P.S. Lady Di had an inborn love to kids: she even worked as kindergarten teacher when she was 18! Small remark: it was a private kindergarten for kids from rich, privileged families.  

Saturday, May 3, 2014

Reading News.

Thinking a career in journalism, I started reading different media resources both in Russian and English pretty often. Things happening in Ukraine made me read them even more often, every morning opening the Internet expecting the worst. Yesterday my fears came true: Odessa happened. But it wasn’t just nightmare of a lot of people being killed without any reasons or explanations that made me angry. It was actually another story that was in the top list of BBC that I read right after reading about conflict in Ukraine. Jeremy Clarkson: BBC upbraids presenter over 'racist' clip. Basically, three pages discussing whether some journalist from BBC used an N-word in his clip
“filmed several years ago and never broadcast” or not. The article cites different editors and the journalist himself, gives arguments pro and contra and discusses whether Mr.

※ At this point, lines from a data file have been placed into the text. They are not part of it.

PR #1205, opened 2025-12-03
feat: `admin_validatorKey`

klkvr:
Exposes an additional `admin` endpoint that exposes validator's public key for validating nodes.

This will be useful for `tempo-bench` where we need to send subblock transactions but don't know which nodes can actually accept them.

### DIFF
--- a/crates/commonware-node/src/args.rs
+++ b/crates/commonware-node/src/args.rs
@@ -1,9 +1,7 @@
 //! Command line arguments for configuring the consensus layer of a tempo node.
 use std::{net::SocketAddr, path::PathBuf, sync::OnceLock};
 
-use commonware_cryptography::{
-    ed25519::{PublicKey},
-};
+use commonware_cryptography::ed25519::PublicKey;
 use eyre::Context;
 use tempo_commonware_node_config::SigningKey;
 
--- a/crates/commonware-node-config/src/lib.rs
+++ b/crates/commonware-node-config/src/lib.rs
@@ -7,11 +7,13 @@ use std::{fmt::Display, net::SocketAddr, path::Path};
 
 use commonware_codec::{DecodeExt as _, Encode as _, FixedSize, Read};
 use commonware_cryptography::{
-    Signer, bls12381::primitives::{
+    Signer,
+    bls12381::primitives::{
         group::Share,
         poly::Public,
         variant::{MinSig, Variant},
-    }, ed25519::{PrivateKey, PublicKey}
+    },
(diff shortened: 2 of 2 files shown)


crates/commonware-node/src/args.rs
```diff
@@ -122,4 +126,36 @@ pub struct Args {
...
     pub subblock_broadcast_interval: jiff::SignedDuration,
+
+    /// Cache for the signing key loaded from CLI-provided file.
+    #[clap(skip)]
+    loaded_signing_key: OnceLock<Option<PrivateKey>>,
+}
+
+impl Args {
+    /// Returns the signing key loaded from specified file.
+    pub fn signing_key(&self) -> eyre::Result<Option<PrivateKey>> {
```
SuperFluffy: IMO add a `fn public_key` next to this and keep this `pub(crate) fn` so that we know that the signing key stays in this crate.

Maybe there is a way to cache just the public key and not the signing key?

crates/commonware-node/src/args.rs
```diff
@@ -122,4 +126,36 @@ pub struct Args {
     /// once we sent it in the first time.
     #[arg(long = "consensus.subblock-broadcast-interval", default_value = "50ms")]
     pub subblock_broadcast_interval: jiff::SignedDuration,
+
+    /// Cache for the signing key loaded from CLI-provided file.
+    #[clap(skip)]
+    loaded_signing_key: OnceLock<Option<PrivateKey>>,
```
SuperFluffy: Let's a) change this to use our `commonware_node_config::SigningKey` but then b) give it a custom `Debug for SigningKey` impl so that we never accidentally leak the key in a debug log.

(I just realize that I just `#[derive(Debug)]` on it, which is really bad)

bin/tempo/Cargo.toml
```diff
@@ -22,6 +22,7 @@ tempo-evm.workspace = true
 tempo-faucet.workspace = true
 
 commonware-runtime = { workspace = true, features = ["external"] }
+commonware-cryptography.workspace = true
```
SuperFluffy: Commented elsewhere - I don't think this dependency is necessary if you provide an inherent method.

crates/commonware-node/src/args.rs
klkvr: > Maybe there is a way to cache just the public key and not the signing key?

main purpose of the cache was to avoid reading the file twice. so we'd need to cache the full key. idk if this is really that important though

PR #1208, opened 2025-12-04
fix(fee-manager): fix `set_fee_token` post moderato

0xKitsune:
Currently, there is a bug in the latest hardfork logic where if a user changes their fee token, they will not be able to set it back to PathUSD in the future. Not allowing Path/LinkingUSD as the fee token was [expected behavior in Moderato](https://github.com/tempoxyz/docs/blob/8319a0eb1332e64a40646fb151566df5a1e7f324/specs/src/FeeManager.sol#L64) but post moderato this should have been updated.

This PR updates to allow PathUSD to be specified when calling `set_fee_token()`.

### DIFF
--- a/docs/api/index-supply.ts
+++ b/docs/api/index-supply.ts
@@ -1,5 +1,5 @@
 import type { VercelRequest, VercelResponse } from '@vercel/node'
-import { tempoAndantino } from 'tempo.ts/chains'
+import { tempoDevnet } from 'tempo.ts/chains'
 
 type QueryRequest = {
   query: string
@@ -65,7 +65,7 @@ export default async function handler(req: VercelRequest, res: VercelResponse) {
     const signatures =
       body.signatures && body.signatures.length > 0 ? body.signatures : ['']
 
-    const chainId = tempoAndantino.id
+    const chainId = tempoDevnet.id
     const chainCursor = `${chainId}-0`
 
     const response = await fetch(url.toString(), {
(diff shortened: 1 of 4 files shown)


crates/node/tests/it/tip20_gas_fees.rs
```diff
@@ -65,6 +65,79 @@ async fn test_fee_in_stable() -> eyre::Result<()> {
     Ok(())
 }
 
+#[tokio::test(flavor = "multi_thread")]
+async fn test_default_fee_token() -> eyre::Result<()> {
```
fgimenez, line 71: what is the goal of this integration test? it passes without the fix, and is not exercising `set_user_token`

crates/node/tests/assets/test-genesis-allegretto.json
klkvr, line 1: can we use the `allegretto_activated` helper instead of introducing an extra test-genesis json? https://github.com/tempoxyz/tempo/blob/8d87bfe1928a0a8cbfdb54ccd303a6fe5c3cb24f/crates/node/tests/it/utils.rs#L230-L233

crates/node/tests/it/tip20_gas_fees.rs
0xKitsune: Yes this test is not directly testing `set_user_token()`, but adding a test to enure that `pathUSD` works as the default fee token. We already test this in other ways but is noticed that we should have an explicit test to assert this.

Issue #1082, opened 2025-11-26
Bug: handling `valid_after` in tx pool correctly


legion2002:
### Describe the bug

We have a `valid_after` field in AA Txs which allow users to schedule a tx in the future. 
But we don't handle this in the mempool right now, which could lead to spam, and incorrectly invalidating txs.

* We should queue txs which are not valid rn, but could be valid in the future
* We should promote such txs with some maintenance service every block, when they become valid.
* Txs too far in the future should be rejected from the tx pool, based on some constant allowed value, to prevent spam.

### Steps to reproduce

NA

### Logs

```text

```

### Container Type

Other, Not running in a container

### What version/commit are you on?

NA

### Code of Conduct

- [x] I agree to follow the Code of Conduct

PR #1218, opened 2025-12-04
refactor: support protocol nonces in 2d pool

klkvr:
For supporting extra validations like https://github.com/tempoxyz/tempo/issues/1082 ideally we need to extend our custom pool's support to not just 2d transactions but also to arbitrary AA (and potentially non-AA) transactions.

This PR starts with customizing the pool to allow protocol nonces and lifting the requirement of non-zero sequence key.

Changes in the PR:
- `nonce_keys` are removed and instead we simply track the reverse-lookup for 2d nonce slots. instead of relying on transaction validator to insert the on-chain nonce into `NonceKeys` we now simply pass it in the `TransactionValidationOutcome::Valid` and take it as input in `add_transaction`
- 2d pool now processes all state updates, including nonce changes

### DIFF
--- a/crates/transaction-pool/src/tt_2d_pool.rs
+++ b/crates/transaction-pool/src/tt_2d_pool.rs
@@ -91,8 +91,9 @@ impl AA2dPool {
 
     /// Entrypoint for adding a 2d AA transaction.
     ///
-    /// ## Limitations
-    /// * This currently assumes that the account's nonce key is already tracked in [`AA2dNonceKeys`], if not then this transaction is considered pending.
+    /// `on_chain_nonce` is expected to be the nonce of the sender at the time of validation.
+    /// If transaction is using 2D nonces, this is expected to be the nonce corresponding
+    /// to the transaction's nonce key.
     pub(crate) fn add_transaction(
         &mut self,
         transaction: Arc<ValidPoolTransaction<TempoPooledTransaction>>,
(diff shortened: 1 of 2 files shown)


crates/transaction-pool/src/metrics.rs
```diff
@@ -18,9 +18,6 @@ pub struct AA2dPoolMetrics {
     /// Number of queued (non-executable) transactions in the AA2D pool
     pub queued_transactions: Gauge,
 
-    /// Number of unique addresses with tracked nonce keys
-    pub tracked_addresses: Gauge,
-
```
klkvr, line 23: we will need an extra index or a `HashSet` collect for exposing this so removed for now, lmk if this seems unreasonable

crates/transaction-pool/src/tt_2d_pool.rs
```diff
@@ -653,17 +660,63 @@ impl AA2dPool {
...
+                        );
+                    }
+                }
+            }
+            let nonce = state
+                .account_info()
+                .map(|info| info.nonce)
+                .unwrap_or_default();
+            changes.insert(AASequenceId::new(*account, U256::ZERO), nonce);
+        }
```
mattsse, line 716: would it be easier to prep this first, so that we cut down on write lock access here?

crates/transaction-pool/src/tt_2d_pool.rs
```diff
@@ -89,9 +96,10 @@ impl AA2dPool {
     pub(crate) fn add_transaction(
         &mut self,
         transaction: Arc<ValidPoolTransaction<TempoPooledTransaction>>,
+        on_chain_nonce: u64,
```
mattsse, line 100: for 2d nonces this is now the nonce that belongs to the non zero noncekey, right?

can we document this?

crates/transaction-pool/src/tt_2d_pool.rs
klkvr: we would still need at least the read lock here I think for the 2d nonces

PR #1220, opened 2025-12-04
feat: add dkg ceremony binary

joshieDo:
Adds `tempo-ceremony` that allows validators to generate the public outcome and their share for the genesis block. Check `README.md` for instructions and flow.

note to self: add to GH CI


bin/tempo-ceremony/src/protocol.rs
```diff
@@ -0,0 +1,849 @@
...
+            .into_iter()
+            .filter_map(|(dealer_idx, shares)| {
+                shares
+                    .iter()
+                    .find(|s| s.index == my_index as u32)
+                    .cloned()
+                    .map(|s| (dealer_idx, s))
+            })
+            .collect();
+
```
klkvr, line 719: should we return an error if any reveals or disqualifications happen?

bin/tempo-ceremony/src/ceremony.rs
```diff
@@ -0,0 +1,376 @@
...
+
+/// Run the ceremony with a pre-existing runtime context.
+async fn run_with_context(setup: CeremonySetup, runtime_ctx: Context) -> eyre::Result<()> {
+    let mut ctx = setup.init(runtime_ctx).await?;
+
+    ctx.wait_for_connections().await?;
+    ctx.distribute_and_collect_acks().await?;
+    ctx.broadcast_and_collect_dealings().await?;
+    let shares = ctx.compute_shares()?;
+    let public_outcome = ctx.collect_outcomes(&shares).await?;
```
klkvr, line 301: it seems that at least one of `outcomes`/`dealings` steps can be omitted?

i.e if we've received correct dealings from everyone there's no way for outcomes to be mismatched

and if we've received correct outcomes from everyone there's no way someone didn't send the proper shares

especially if we're expecting everyone to verify outputs manually post-DKG

klkvr (commented):
the logic looks good to me, though I think under our constraints we can simplify this?

bin/tempo-ceremony/src/protocol.rs
joshieDo: * added for `disqualifications`
* we check for reveals on `validate_dealings`, but added another check here, just in case

https://github.com/tempoxyz/tempo/pull/1220/commits/9b0e2f42c4d14901cedbede2643a9996480649ef

PR #1231, opened 2025-12-04
feat: add guide for rewards

gorried:
Major changes:
  - Adds interactive "Distribute Rewards" guide with full demo flow for TIP-20 rewards
  - Adds reward step components

Minor changes:
  - Add `flowDependencies` prop to DemoStepProps for per-demo prerequisite validation (this lets us use the same component across demos with different dependencies for when they become active)
  - Add `rewardId` to `DemoContext` and `checkFlowDependencies` helper to validate `flowDependencies`
  - Update `ClaimRewards` to support configurable amount prop

Next:
- Thread `flowDependencies` into other components that have a more brittle prop that does the same thing e.g. `CreateTokenPolicy` and `waitForTransfer`


docs/pages/guide/issuance/distribute-rewards.mdx
```diff
@@ -1,8 +1,274 @@
...
+// @noErrors
+export function ClaimReward() {
+  const tokenAddress = '0x...' // Your token address
+
+  const claim = Hooks.reward.useClaimSync()
+
+  const handleClaim = () => { // [!code hl]
+    claim.mutate({ // [!code hl]
+      token: tokenAddress, // [!code hl]
+      feeToken: '0x20c0000000000000000000000000000000000001', // [!code hl]
```
jxom, line 174: is this needed?

gorried: I decided to put in a fee token because we don't mention fee liquidity in the steps at all. But also happy to remove

Issue #1228, opened 2025-12-04
Enable faucet to use AA nonceKeys


Zygimantass:
### Describe the feature

To ensure faucet reliability, we should use nonceKeys instead of nonces. This would both enable us to use the same signer on all nodes and enable higher % of faucet txs landing on-chain

PR #1232, opened 2025-12-04
feat(faucet): use random 2d nonce filler in faucet

Rjected:
fixes https://github.com/tempoxyz/tempo/issues/1228

Uses the 2d nonce filler to send txs in the faucet and replaces some concrete types with `DynProvider<TempoNetwork>`


crates/faucet/src/faucet.rs
```diff
@@ -19,19 +17,19 @@ pub trait TempoFaucetExtApi {
...
-    provider: DynProvider,
+    provider: DynProvider<TempoNetwork>,
 }
 
 impl TempoFaucetExt {
     pub fn new(
         faucet_token_addresses: Vec<Address>,
         funding_amount: U256,
-        provider: FillProvider<impl TxFiller + 'static, impl Provider + 'static>,
+        provider: DynProvider<TempoNetwork>,
```
klkvr, line 27: we could keep this to make sure that non-filling provider doesn't go here but also fine to simplify

Issue #1229, opened 2025-12-04
Switch faucet to use the mint call instead of transfer


Zygimantass:
### Describe the feature

This would prevent a malicious attacker from draining the faucet funds and us having to replenish them. Hitting `u128::MAX` with 10**6 tokens per transfer will take a longer time than we expect the testnet to be live, so this effectively prevents draining attacks.

PR #1233, opened 2025-12-04
fix(faucet): use mint instead of transfer

Rjected:
fixes https://github.com/tempoxyz/tempo/issues/1229

uses `mint` instead of `transfer`


crates/faucet/src/faucet.rs
```diff
@@ -42,7 +42,7 @@ impl TempoFaucetExtApiServer for TempoFaucetExt {
         let mut tx_hashes = Vec::new();
         for token in &self.faucet_token_addresses {
             let tx_hash = *ITIP20::new(*token, &self.provider)
-                .transfer(address, self.funding_amount)
+                .mint(address, self.funding_amount)
```
shekhirin, line 45: I think this will not work out of the box with current infra configs, because we grant the issuer role only to the first address in genesis https://github.com/tempoxyz/tempo/blob/dead860fe506a6a086505108157699927b10de42/xtask/src/genesis_args.rs#L508-L509

But we're using unique addresses per node in our infra https://github.com/tempoxyz/stg-infra/blob/c27b5257929efb508775ca3595839993fd4870ff/clusters/nae/argocd/apps/tempo-networks/devnet-stable/templates/val-funk-tribu.yml#L42 https://github.com/tempoxyz/stg-infra/blob/c27b5257929efb508775ca3595839993fd4870ff/clusters/nae/argocd/apps/tempo-networks/devnet-stable/templates/val-aphex-twin.yml#L43

So I think we either need to change the infra configs to use the first address (the one with issuer role), or give the issuer role to more addresses.

PR #1234, opened 2025-12-04
fix(tip20-factory): check tokenIdCounter in isTIP20

### LINKED ISSUE #1230: BUG: `is_tip20` in the rust impl, does not check tokenId
This issue was caught in the fuzz test CI, the solidity impl checks that an address is only considered `tip_20` if it's tokenId is less than the `tokenIdCounter` in the factory.
We don't have this check in the rust implementation right now.
```
  Location: crates/precompiles/src/tip20/mod.rs:43-45

  Solidity (docs/specs/src/TIP20Factory.sol:73-76):
  function isTIP20(address token) public view returns
  (bool) {
      return bytes12(bytes20(token)) ==
  0x20c000000000000000000000
          && uint64(uint160(token)) < tokenIdCounter;
  // ← checks tokenIdCounter
  }

  Rust (crates/precompiles/src/tip20/mod.rs:43-45):
  pub fn is_tip20(token: Address) -> bool {
      token.as_slice().starts_with(&TIP20_TOKEN_PREFIX)
      // ← MISSING: does NOT check if token_id <
  tokenIdCounter
  }

  Fix needed: The Rust is_tip20 function needs to also
  check that the token ID is less than tokenIdCounter.
```

fgimenez:
Closes #1230 

Fix `isTIP20` to check that token ID < `tokenIdCounter`, matching the Solidity implementation. Previously only checked the address prefix, allowing non-existent token IDs to pass validation.

### DIFF
--- a/.gitattributes
+++ b/.gitattributes
@@ -1,0 +1,6 @@
+* text=auto
+.gitattributes !filter !diff
+
+.env.example linguist-language=Dotenv
+Dockerfile.* linguist-language=Dockerfile
+biome.json linguist-language=JSON-with-Comments
--- a/crates/faucet/src/faucet.rs
+++ b/crates/faucet/src/faucet.rs
@@ -42,7 +42,7 @@ impl TempoFaucetExtApiServer for TempoFaucetExt {
         let mut tx_hashes = Vec::new();
         for token in &self.faucet_token_addresses {
             let tx_hash = *ITIP20::new(*token, &self.provider)
-                .transfer(address, self.funding_amount)
+                .mint(address, self.funding_amount)
                 .send()
                 .await
                 .map_err(|err| rpc_err(INTERNAL_ERROR_CODE, err.to_string(), None))?
--- a/docs/components/guides/steps/index.ts
+++ b/docs/components/guides/steps/index.ts
@@ -27,6 +27,7 @@ export { SendPaymentWithIssuedToken } from './payments/SendPaymentWithIssuedToke
 export {
   CreateSponsorAccount,
   FundSponsorAccount,
+  SendRelayerSponsoredPayment,
   SendSponsoredPayment,
 } from './payments/SponsorUserFees'
 export { ClaimReward } from './rewards/ClaimReward'
--- a/docs/components/guides/steps/payments/SponsorUserFees.tsx
+++ b/docs/components/guides/steps/payments/SponsorUserFees.tsx
@@ -323,3 +323,158 @@ export function SendSponsoredPayment(props: DemoStepProps) {
     </Step>
   )
 }
+
+export function SendRelayerSponsoredPayment(props: DemoStepProps) {
+  const { stepNumber, last = false } = props
+  const { address } = useAccount()
+  const [recipient, setRecipient] = React.useState<string>(FAKE_RECIPIENT)
+  const [memo, setMemo] = React.useState<string>('')
+  const [expanded, setExpanded] = React.useState(false)
+
+  const { data: userBalance, refetch: userBalanceRefetch } =
+    Hooks.token.useGetBalance({
+      account: address,
+      token: alphaUsd,
+    })
+
+  const sendPayment = Hooks.token.useTransferSync({
+    mutation: {
+      onSettled() {
+        userBalanceRefetch()
+      },
+    },
+  })
+
+  useAccountEffect({
+    onDisconnect() {
+      setExpanded(false)
+      sendPayment.reset()
+    },
+  })
+
+  const isValidRecipient = recipient && isAddress(recipient)
+
+  const handleTransfer = () => {
+    if (!isValidRecipient) return
+
+    sendPayment.mutate({
+      amount: parseUnits('100', 6),
+      to: recipient as `0x${string}`,
+      token: alphaUsd,
+      memo: memo ? pad(stringToHex(memo), { size: 32 }) : undefined,
+      feePayer: true,
+    })
+  }
+
+  const active = React.useMemo(() => {
+    return Boolean(address && userBalance && userBalance > 0n)
+  }, [address, userBalance])
+
+  return (
+    <Step
+      active={active && (last ? true : !sendPayment.isSuccess)}
+      completed={sendPayment.isSuccess}
+      actions={
+        expanded ? (
+          <Button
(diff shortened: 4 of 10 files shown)


crates/precompiles/src/tip20_factory/dispatch.rs
```diff
@@ -33,7 +31,7 @@ impl<'a, S: PrecompileStorageProvider> Precompile for TIP20Factory<'a, S> {
                 })
             }
             ITIP20Factory::isTIP20Call::SELECTOR => {
-                view::<ITIP20Factory::isTIP20Call>(calldata, |call| Ok(is_tip20(call.token)))
+                view::<ITIP20Factory::isTIP20Call>(calldata, |call| self.is_tip20(call.token))
```
legion2002, line 34: Should we need to hardfork gate this?

fgimenez: i believe we don't need it, this is a view function that is not called by any other precompile. also the snapshot reexecution is passing

legion2002: Yup makes sense

0xKitsune: Given that this will not roll out until after public testnet, we should put this behind a hardfork. It is possible that within the time between public testnet launch and the hardfork, someone could deploy a contract that calls this function. Since we have an upcoming hardfork anyway, we can include this unless you think we need to roll this out sooner.

crates/precompiles/src/tip20_factory/mod.rs
```diff
@@ -48,6 +48,19 @@ impl<'a, S: PrecompileStorageProvider> TIP20Factory<'a, S> {
         Ok(info.code.is_some())
     }
 
+    /// Returns true if the address is a valid TIP20 token.
+    ///
+    /// Matches the Solidity implementation which checks both:
+    /// 1. The address has the correct TIP20 prefix
+    /// 2. The token ID (lower 8 bytes) is less than tokenIdCounter
+    pub fn is_tip20(&mut self, token: Address) -> Result<bool> {
+        if !crate::tip20::is_tip20(token) {
```
0xKitsune: since this only checks prefix, can we rename `is_tip20` to `is_tip20_prefix`?

crates/precompiles/src/tip20_factory/mod.rs
```diff
@@ -48,6 +48,19 @@ impl<'a, S: PrecompileStorageProvider> TIP20Factory<'a, S> {
...
+            return Ok(false);
+        }
+        let token_id = U256::from(address_to_token_id_unchecked(token));
```
0xKitsune: One additional note, maybe we should add a function called `address_to_token_id` that checks `is_tip20` internally? I imagine there are some places where we are using `address_to_token_id_unchecked` where we would benefit from checking `is_tip20` first. We can do this in a follow on PR.

crates/precompiles/src/tip20_factory/dispatch.rs
fgimenez: makes sense, gated fix behind allegro moderato and added tests, ptal

crates/precompiles/src/tip20_factory/mod.rs
fgimenez: good call done

crates/precompiles/src/tip20_factory/mod.rs
fgimenez: sure will give it a try

crates/precompiles/src/tip20/mod.rs
```diff
@@ -280,8 +284,26 @@ impl<'a, S: PrecompileStorageProvider> TIP20Token<'a, S> {
         self.check_role(msg_sender, DEFAULT_ADMIN_ROLE)?;
 
         // Verify the new quote token is a valid TIP20 token that has been deployed
-        if !is_tip20(call.newQuoteToken) {
-            return Err(TIP20Error::invalid_quote_token().into());
+        if self.storage.spec().is_allegro_moderato() {
+            // Post-AllegroModerato: use factory's is_tip20 which checks both prefix and counter
```
0xKitsune, line 288: Agreed that we should update the spec implementation and the precompile in a follow-on to check that the specified quote token is a valid deployed TIP20 rather than just checking the prefix.

crates/precompiles/src/stablecoin_exchange/mod.rs
```diff
@@ -453,7 +454,7 @@ impl<'a, S: PrecompileStorageProvider> StablecoinExchange<'a, S> {
 
     pub fn create_pair(&mut self, base: Address) -> Result<B256> {
```
0xKitsune, line 455: Same thing here, just noting that we should update this in the spec and precompile in a follow on to check that this is a deployed TIP20 rather than just the prefix.

crates/precompiles/src/tip20_factory/mod.rs
```diff
@@ -427,4 +456,57 @@ mod tests {
...
     }
+
+    #[test]
+    fn test_is_tip20_post_allegro_moderato() -> eyre::Result<()> {
+        let mut storage = HashMapStorageProvider::new(1).with_spec(TempoHardfork::AllegroModerato);
+        let sender = Address::random();
+        initialize_path_usd(&mut storage, sender)?;
+
+        let mut factory = TIP20Factory::new(&mut storage);
+        factory.initialize()?;
```
0xKitsune, line 467: Can we update this test after [1246](https://github.com/tempoxyz/tempo/pull/1246) is merged to deploy pathUSD from the factory?

crates/precompiles/src/tip_fee_manager/mod.rs
```diff
@@ -114,7 +114,7 @@ impl<'a, S: PrecompileStorageProvider> TipFeeManager<'a, S> {
         call: IFeeManager::setValidatorTokenCall,
         beneficiary: Address,
     ) -> Result<()> {
-        if !is_tip20(call.token) {
+        if !is_tip20_prefix(call.token) {
```
0xKitsune, line 117: Same here should update spec/precompile in a follow-on.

Clarkson should be punished or not. Finally, it posts the video itself. I watched it three times in a row. Here it is: http://www.mirror.co.uk/news/uk-news/video-watch-jeremy-clarkson-use-3481201
I mean, may be English is not my native language, but  for God’s sake, there is NO N-word in this clip: the guy pronounces his speech very quickly and unclear so you can notice there whatever you want.
            Anyway, at the end of the article the journalist gives other examples of Mr. Clarkson “racism”: joking in his TV-show that “they would not receive complaints because the Mexican ambassador would be asleep” and using the word "slope" as an Asian man crossed a newly built bridge over the River Kwai in Thailand. I read this article right after reading about dozens of people being killed, injured, and arrested, about tanks shooting at the crowd of unarmed people, about the police not trying to prevent any acts of violence. Those stories were next to each other as “the most read” recently. Then I went to The New York Times to see what they say about this slaughter in Ukraine. There was nothing on the first page. Nothing! I had to go to “World” section to see four sentences with scant facts about the building on fire and 30 victims.

So three pages discussing whether some guy said N-word or not and how bad was his joke about Mexican minister and four sentences about dozens of people in Europe (not even in Africa!) dying ridiculously and pointlessly, by someone’s stupid mistake or by someone’s malicious intent. Obviously, everyone chooses whatever is more important for him, what he wants to discuss. But it seems to me ridiculous to organize huge discussions about gay marriages and to argue whether a girl should always pay for herself in the restaurant - in the world where we can’t prevent people from being killed for nothing, for someone’s wealth or power. I don’t talk about politicians and government (I never really relied on those ones), I talk about everyone’s personal responsibility. After all, mass media publishes not only things that they are told to publish but also things that a reader would like to see, that a reader loves to discuss. May be, we should start from fighting for basic human rights before talking about N-words or jokes about someone’s ministers?